The model caters for two broad referral pathways: initiated by the person with diabetes or their carer, and a referral from the healthcare provider.
‘If a paramedic is with someone with hyperglycaemia or severe hypoglycaemia, they can call in and get advice,’ Dr Nash said.
‘If a GP is with someone in their clinic and they’ve got a new diagnosis and are not sure what to do, they can certainly call in as well.’
Since its establishment in 2020, the VVED claims to have supported more than 300,000 patients and helped prevent unnecessary hospital presentations. The extended diabetes-specific service is designed to reduce long ED waitlists and facilitate timely access to urgent care.
Dr Gary Deed is a GP and Chair of RACGP Specific Interests Diabetes. While welcoming the initiative to ease hospital loads, he raises questions that it may lead to fragmented care.
‘It certainly may assist some patients improve access to emergency care when their GP is unavailable, however it does pose the risk of not assisting continuity of care,’ Dr Deed told newsGP.
‘How does that person then continue to support their health needs the next day, the next week, etc?

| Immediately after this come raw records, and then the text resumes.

PR #247, opened 2018-09-04
minikube: set k8s polling interval to 1s

nicks:
Hello @maiamcc,

Please review the following commits I made in branch nicks/minikube:

75c6728e4d244e2d48ebcb53f980c8b678a5c27e (2018-09-04 17:39:34 -0400)
minikube: set k8s polling interval to 1s

### DIFF
--- a/internal/k8s/client.go
+++ b/internal/k8s/client.go
@@ -62,7 +62,10 @@ func (k KubectlClient) OpenService(ctx context.Context, lb LoadBalancer) error {
 
 	if k.env == EnvMinikube {
 		logger.Get(ctx).Infof("Waiting on minikube to load service: %s", lb.Name)
-		cmd := exec.CommandContext(ctx, "minikube", "service", lb.Name, "--url")
+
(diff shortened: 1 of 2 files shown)


internal/k8s/client.go
```diff
@@ -62,7 +62,10 @@ func (k KubectlClient) OpenService(ctx context.Context, lb LoadBalancer) error {
 
 	if k.env == EnvMinikube {
 		logger.Get(ctx).Infof("Waiting on minikube to load service: %s", lb.Name)
-		cmd := exec.CommandContext(ctx, "minikube", "service", lb.Name, "--url")
+
+		intervalSec := "1" // 1s is the smallest polling interval we can set :raised_eyebrow:
```
maiamcc: i'm sad that this isn't the actual emoji but that's probably for the best

nicks: the official name is :face_with_one_eyebrow_raised:, but github doesn't support unicode 10 yet :sob:

PR #359, opened 2018-09-18
k8s: make it easier to resolve the real load balancer url with the k8s client

nicks:
Hello @maiamcc, @yuindustries,

Please review the following commits I made in branch nicks/ch263/summary:

1ef60b72298bc519904653d6fb9e225f1c5c2f48 (2018-09-18 13:35:40 -0400)
k8s: make it easier to resolve the real load balancer url with the k8s client

### DIFF
--- a/internal/k8s/entity.go
+++ b/internal/k8s/entity.go
@@ -1,6 +1,7 @@
 package k8s
 
 import (
+	"net/url"
 	"reflect"
 
 	"k8s.io/api/core/v1"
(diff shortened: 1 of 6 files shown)


internal/summary/summary.go
```diff
@@ -29,9 +31,10 @@ type k8sObject struct {
 }
 
 // NewSummary returns summary state
-func NewSummary() *Summary {
+func NewSummary(client k8s.Client) *Summary {
```
nicks: i'm a little bit nervous about giving Summary a k8sClient versus making it the responsibility of the caller to pass this data in. wdyt?

nicks: on the one hand, it would be nice if the function was "pure" and didn't go look things up from external systems. on the other hand, if our long-term plan is to show a HUD of your cluster state, maybe this is inevitable

internal/k8s/entity.go
```diff
@@ -78,45 +79,50 @@ func ImmutableEntities(entities []K8sEntity) []K8sEntity {
...
 		}
 	}
 	return result
 }
 
-// Try to convert the current entity to a LoadBalancer service
-func ToLoadBalancer(entity K8sEntity) (LoadBalancer, bool) {
+// Try to convert the current entity to a LoadBalancerSpec service
+func ToLoadBalancerSpec(entity K8sEntity) (LoadBalancerSpec, bool) {
 	service, ok := entity.Obj.(*v1.Service)
```
maiamcc: wait, do load balances only exist in v1?

internal/summary/summary.go
maiamcc: :-/ i'm also bummed about this... is it super ugly if you expect the caller to pass the data?

nicks: ok, i tried something different where i pass in a resolver function, which feels less icky. wdyt?

internal/k8s/entity.go
nicks: AFAIK, there's two ways to get traffic from outside the cluster to the pods
- v1.Service
- v1beta.Ingress

my vague understanding is that Ingress is still in flux and only really works on GKE, but i certainly haven't been following the discussions beyond the bare minimum

PR #360, opened 2018-09-18
wmdocker: split docker client code into wmdocker package

maiamcc:
speaking of splitting out responsibilities and packages and stuff — do people agree that Docker code should exist outside of the `build` package (maybe in `wmdocker` package)? now that so much of the updater code exists outside of the build package, and since we need docker for things outside of building (like getting container id), makes sense to me that it should be its own package. but if anyone objects, i don’t have to do it


internal/wmdocker/client_benchmark_test.go
```diff
@@ -0,0 +1,31 @@
+//+build !skipcontainertests
+
+package wmdocker
+
+// func BenchmarkExecInContainer(b *testing.B) {
```
nicks: why did this get commented out? i'm pretty sure we still want this to compile

nicks:
could also call it dockerc or smth (with a hat tip to dockerd)

internal/wmdocker/client_benchmark_test.go
maiamcc: lol whoops

maiamcc: oh right, it's cuz i need to make everything on the DockerBuildFixture public and it was a pita. but it's fine.

maiamcc: ugh nvm, it's a giiiant pain and leads to import cycles. imo the `DockerFixture` should maybe live in `docker/testutils.go` but there's a lotttt of stuff to disentangle. however i assume it would be totally gross to put `client_benchmark_test.go` in the `build` package to avoid import cycles/having to split out the docker fixture?

nicks: oh that's fine just put it in the build package for now

PR #361, opened 2018-09-18
tilt: wire up SyncletBaD to call the Synclet

landism:
with this change, incremental builds work in GKE

### DIFF
--- a/internal/engine/synclet_build_and_deployer.go
+++ b/internal/engine/synclet_build_and_deployer.go
@@ -6,13 +6,14 @@ import (
 	"sync"
 	"time"
 
-	opentracing "github.com/opentracing/opentracing-go"
+	"github.com/docker/distribution/reference"
+	"github.com/pkg/errors"
+
+	"github.com/opentracing/opentracing-go"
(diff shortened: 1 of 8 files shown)


internal/engine/synclet_build_and_deployer.go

Does the GP get notified of the attendance so adequate community follow up is supported?
‘The dilemma is that preventing hospitalisation is just one metric of adequate patient care – we need prevention of further re-admissions and support in the community primary care setting to further the ongoing care needs.’

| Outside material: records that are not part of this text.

PR #362, opened 2018-09-18
tiltfile: read gitignore, associate with docker image, use on backend

jazzdan:
This does three things:

1) Read `.gitignore` and `.Dockerignore`, if present, upon invocation of `local_git_repo`. Store the path matcher on the `gitRepo` object
2) Associate the `gitRepo` to the `dockerImage` so that when we return the manifests we can assign a path matcher to the manifest
3) Use that path matcher in the up_watch code, rather than reading + parsing the ignore files there

Plus various cleanup.

### DIFF
--- a/internal/engine/up_watch.go
+++ b/internal/engine/up_watch.go
@@ -5,7 +5,6 @@ import (
 	"errors"
 	"path/filepath"
 
-	"github.com/windmilleng/tilt/internal/dockerignore"
 	"github.com/windmilleng/tilt/internal/git"
 	"github.com/windmilleng/tilt/internal/model"
 	"github.com/windmilleng/tilt/internal/watch"
@@ -142,28 +141,6 @@ type manifestNotifyPair struct {
 	notify   watch.Notify
 }
 
-func makeFilter(ctx context.Context, manifest model.Manifest) (model.PathMatcher, error) {
-	var repoRoots []string
-
-	for _, mount := range manifest.Mounts {
-		repoRoots = append(repoRoots, mount.LocalPath)
-	}
-
-	mrt, err := git.NewMultiRepoIgnoreTester(ctx, repoRoots)
-	if err != nil {
-		return nil, err
-	}
-
-	dit, err := dockerignore.NewMultiRepoDockerIgnoreTester(repoRoots)
-
-	ci := model.NewCompositeMatcher([]model.PathMatcher{
-		mrt,
-		dit,
-	})
-
-	return ci, nil
-}
-
 // turns a list of (manifest, chan fsevent) pairs into a single chan (manifest, fsevent)
 func snsToManifestWatcher(ctx context.Context, timerMaker timerMaker, sns []manifestNotifyPair) (*manifestWatcher, error) {
 	events := make(chan manifestFilesChangedEvent)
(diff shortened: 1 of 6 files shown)


internal/engine/up_watch.go
```diff
@@ -142,38 +141,16 @@ type manifestNotifyPair struct {
...
 	errs := make(chan error)
 
 	for _, sn := range sns {
 		coalescedEvents := coalesceEvents(timerMaker, sn.notify.Events())
-		filter, err := makeFilter(ctx, sn.manifest)
-		if err != nil {
-			return nil, err
+		filter := sn.manifest.FileFilter
+		if filter == nil {
+			filter = git.FalseIgnoreTester{}
```
jazzdan: This is just for tests that don't instantiate all of a manifest properly.

internal/tiltfile/tiltfile.go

Dr Deed cites a 2021 Polish study assessing predictors of re-hospitalisation and mortality in diabetes-related hospital admissions, finding 7.3% of hospitalisations resulted in death within 90 days following discharge.
Although just one measure, he says this supports the need for appropriate shared care models to prevent adverse outcomes.
‘There are multiple factors to be considered and followed up in primary care that drive the need for better integration back into general practice services to prevent further [ED] attendances, let alone hospitalisation,’ he said.
‘GPs need to assess all the listed comorbidities to assist this, plus make sure the person is supported by an appropriate skilled healthcare team and allied health.’
The VVED Diabetes team also hope the initiative will be adapted by other services to build on emerging telehealth models of care, saying it is ‘another example of how collaboration between service providers and research institutions can inform new models of care for people living with chronic conditions.’
Dr Deed said while he would support this initiative, the same caveats relating to continuity of care apply, and patients’ usual GP should be advised of the episode of care to ensure best outcomes.
‘This may allow the GP to consider being involved in a shared-consult framework,’ he said.
The second step of the VVED Diabetes rollout is expected later this year and includes collaboration with Ambulance Victoria paramedics and the virtual clinic to test ketone levels for people with diabetes to determine whether they can be safely managed at home.
According to Dr Nash, hypoglycaemia makes up 1% of all cases that present to Ambulance Victoria, while for hyperglycaemia, he says nine out of 10 people who are seen by a paramedic get taken to hospital.
‘They don’t necessarily get admitted – most of them don’t – but there’s a lot of capacity for helping keep people at home and treat them in their home where they want to be,’ he said.
Dr Nash said the work to reduce preventable hospitalisations that can accompany the ‘huge condition affecting the community’ is also aiming to take some of the burden of the acute management issues for GPs.
‘We know people with diabetes are doing well in the community and looking after themselves and troubleshooting a lot of their stuff on a day-to-day basis, and may only have a very small slither of their time with the condition with a healthcare professional,’ he said.
‘But sometimes they just need a bit of reassurance and assistance, and not necessarily need the whole emergency workup.’